Copy out, from the data below, each line in which the word "gnuradio" occurs.

***** EXERCISE MATERIALS *****

PR #2819, opened 2019-09-27
qtgui: time sink config options for float message

### LINKED ISSUE #2796: qtgui: config options missing for float message input
maint-3.8 branch

The config options where you can set line colors, etc. are missing when the type is set to float message.  Complex message seems to work fine:

image

mormj:
In 3.8, the config options for float message input on qt gui time sink
disappeared.  This updates the .py file that generates the yml for this
block to always have 1 channel of config options for float message and 2
channels of config options for complex message.

The auto-generated .yml code is not the prettiest, but imo it is better than having
special case for line1, then special case for line2, etc. in the generation script

Fixes #2796


marcusmueller:
I agree! This is better all the way (and not necessarily pretty, but so be it).

PR #2820, opened 2019-09-27
.clang-tidy: more improvements

marcusmueller:
* use emplace now where possible


mbr0wn:
@marcusmueller I'm not super happy about this. I think the diff is too big in relation to its utility.

For example: Using emplace_back instead of push_back has its benefits. However, push_back actually takes rvalues, and when the underlying type is a POD type, then it doesn't matter if you're moving, doing rvalues or lvalues or whatnot. So you now have hundreds of lines changed for zero effect.

Similar with nullptr vs NULL. Sure, nullptr is better and more C++-y and so on. But in contexts like this:
```cpp
float *f = nullptr; // Or NULL
do_something(f);
```

It makes zero difference. The compiler doesn't transitively apply the nullptr-ness via the raw pointer.

`auto` vs not-auto is a subjective matter. I think there are cases where `auto` is a must (e.g. when there's make_shared on the RHS), but other cases are more subjective and I would like to give devs some freedom (TBH, I didn't read up on how exactly that rule gets executed in clang-tidy).

Overall, I would say changing 952 files for almost no benefit is not worth it. I would prefer we discuss a way how to use clang-tidy with GNU Radio and put it into our review process or something like that.

I will close this PR, because I think we need a bit of a discussion before we do something like this.

PR #2821, opened 2019-09-27
qtgui: usrp source gain callbacks not rendered

### LINKED ISSUE #2791: gr-uhd: usrp source gain callbacks not rendered to py (3.8)
In 3.7, creating a simple flowgraph with a QT GUI Range used as the gain setting on the USRP Source block, the following is rendered on the output py:

```
    def set_gain(self, gain):
        self.gain = gain
        self.uhd_usrp_source_0.set_gain(self.gain, 0)

        self.uhd_usrp_source_0.set_gain(self.gain, 1)

        self.uhd_usrp_source_0.set_gain(self.gain, 2)

        self.uhd_usrp_source_0.set_gain(self.gain, 3)
```

However, in 3.8, the callbacks for gain are not rendered, we get:
```
    def set_gain(self, gain):
        self.gain = gain
```

mormj:
In the 3.8 gen_uhd_usrp_blocks.py generated an invalid statement for the
set_gain callbacks, so they were never rendered to the output py.

Fixes #2791

### DIFF
--- a/gr-uhd/grc/gen_uhd_usrp_blocks.py
+++ b/gr-uhd/grc/gen_uhd_usrp_blocks.py
@@ -220,8 +220,10 @@ templates:
     % if sourk == 'source':
     -   ${'$'}{'set_rx_agc(True, ${n})' if context.get('rx_agc${n}')() == 'Enabled' else ''}
     -   ${'$'}{'set_rx_agc(False, ${n})' if context.get('rx_agc${n}')() == 'Disabled' else ''}
-    -   ${'$'}{'set_gain(${'$'}{${'gain' + str(n)}}, ${n})' if not bool(eval(context.get('norm_gain${n}')())) and context.get('rx_agc${n}')() != 'Enabled' else ''}
-    -   ${'$'}{'set_normalized_gain(${'$'}{${'gain' + str(n)}}, ${n})' if bool(eval(context.get('norm_gain${n}')())) and context.get('rx_agc${n}')() != 'Enabled' else ''}
+    -   |
+        ${'%'} if context.get('rx_agc${n}')() != 'Enabled':
+        self.${'$'}{id}.set_${'$'}{'normalized_' if bool(eval(context.get('norm_gain${n}')())) else ''}gain(${'$'}{${'gain' + str(n)}}, ${n})
+        ${'%'} endif
     % else:
     -   self.${'$'}{id}.set_${'$'}{'normalized_' if bool(eval(context.get('norm_gain${n}')())) else ''}gain(${'$'}{${'gain' + str(n)}}, ${n})
     % endif


jdemel:
I ran into the same issue.
I just tested your commit with 1 and multiple ports. The generated file looks correct now. The `set_gain` callbacks are included now.

gr-uhd/grc/gen_uhd_usrp_blocks.py
```diff
@@ -220,9 +220,11 @@
...
     -   ${'$'}{'set_rx_agc(True, ${n})' if context.get('rx_agc${n}')() == 'Enabled' else ''}
     -   ${'$'}{'set_rx_agc(False, ${n})' if context.get('rx_agc${n}')() == 'Disabled' else ''}
-    -   ${'$'}{'set_gain(${'$'}{${'gain' + str(n)}}, ${n})' if not bool(eval(context.get('norm_gain${n}')())) and context.get('rx_agc${n}')() != 'Enabled' else ''}
-    -   ${'$'}{'set_normalized_gain(${'$'}{${'gain' + str(n)}}, ${n})' if bool(eval(context.get('norm_gain${n}')())) and context.get('rx_agc${n}')() != 'Enabled' else ''}
-    % else:
+    -   |
+        ${'%'} if context.get('rx_agc${n}')() != 'Enabled':
+        self.${'$'}{id}.set_${'$'}{'normalized_' if bool(eval(context.get('norm_gain${n}')())) else ''}gain(${'$'}{${'gain' + str(n)}}, ${n})
+        ${'%'} endif
+   % else:
```
michaelld: There is a space removed before the `%` here ... please add it back!

ThomasHabets:
I applied the patch to my pybombs directory, and nothing changed. Am I missing something?

mormj:
If I create a simple flowgraph:

image

Before the patch, there are no usrp calls in the gain callbacks:
```

    def get_gain(self):
        return self.gain

    def set_gain(self, gain):
        self.gain = gain



```

After applying the patch and rebuilding, the set_gain callback makes calls to update the usrp object:
```
    def get_gain(self):
        return self.gain

    def set_gain(self, gain):
        self.gain = gain
        self.uhd_usrp_source_0.set_gain(self.gain, 0)
        self.uhd_usrp_source_0.set_gain(self.gain, 1)
```

Make sure after rebuilding, also to restart GRC or reload blocks because the changes are in the yaml.

gr-uhd/grc/gen_uhd_usrp_blocks.py
mormj: ah I see - that took me a minute :)  will fix

mormj: should be good now - nice catch!

ThomasHabets:
@mormj I take it your install is not built with pybombs? Do you know what step I need to do to rebuild after patching my `~/opt/pybombs/default/…` file with this pull request?

mormj:
my setup was initially built with pybombs, but for applying patches or updating to the latest code, I just go right to the src directories and recompile

For this case, I just pulled the patch manually in (this may not be the best way):
```
cd $PREFIX/src/gnuradio/
wget https://github.com/gnuradio/gnuradio/pull/2821/commits/cfb64aa377ae8b8a3cb5ebdba749d50efc0f325d.diff
```
just the url from the commit, suffixed with ".diff", then apply it
```
git apply cfb64aa377ae8b8a3cb5ebdba749d50efc0f325d.diff
cd build
make install -j4
```

gr-uhd/grc/gen_uhd_usrp_blocks.py
michaelld: yup; gone. Thx!

michaelld:
Let's give @mbr0wn 48 more hours, then we'll merge with or without his approval. This PR is UHD-related, after all ...

ThomasHabets:
@mormj thanks. Can confirm this pull request fixes it for me too.

michaelld:
Enough time has passed, and the reviews are positive. Merging.

devnulling:
This needs to be backported to 3.8.

PR #2824, opened 2019-09-28
DTV: LDPC encoder: refactoring

marcusmueller:
* use `uint16_t` instead of `int` for tables
  * half the storage: should increase cache locality significantly
  * prefer unsigned types for unsigned jobs (here: indexing)
* convert humongous macro to template function
  * type safety
  * found and eliminated unused variables
  * cleaner code
  * better compiler warnings

NB: This class came without ANY tests.


marcusmueller:
@drmpeg could you check whether my assessment that uint16_t must be enough to hold all values is alright?

marcusmueller:
@drmpeg thanks!

marcusmueller:
(nice to hear perf on 32bit ARM increased :) my guess is that on x86-typical cache sizes, the chance of this reducing memory bandwidth bottlenecking is slimmer)

PR #2831, opened 2019-10-01
gr-uhd: fix Python apps

argilo:
I noticed a few bugs in gr-uhd's Python apps:

1. uhd_rx_cfile doesn't work at all in Python 3 because it uses the old `print` syntax in some places.
1. uhd_fft's "Scope" tab displays the channel names as `Re{Channel 0}` and `Im{Channel 0.5}` in Python 3 because of the change to the `/` operator.
1. Massive clipping occurs in uhd_rx_nogui's WFM receiver because it requests an audio gain of 20 (instead of the default of 1).

I've fixed these problems, and also cleaned up the whitespace in uhd_rx_nogui, which previously used a mixture of tabs and spaces.


marcusmueller:
Thanks!

marcusmueller:
Cherry-picked onto master, too.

*****

- _OUTPUT BELOW_:
cd $PREFIX/src/gnuradio/
wget https://github.com/gnuradio/gnuradio/pull/2821/commits/cfb64aa377ae8b8a3cb5ebdba749d50efc0f325d.diff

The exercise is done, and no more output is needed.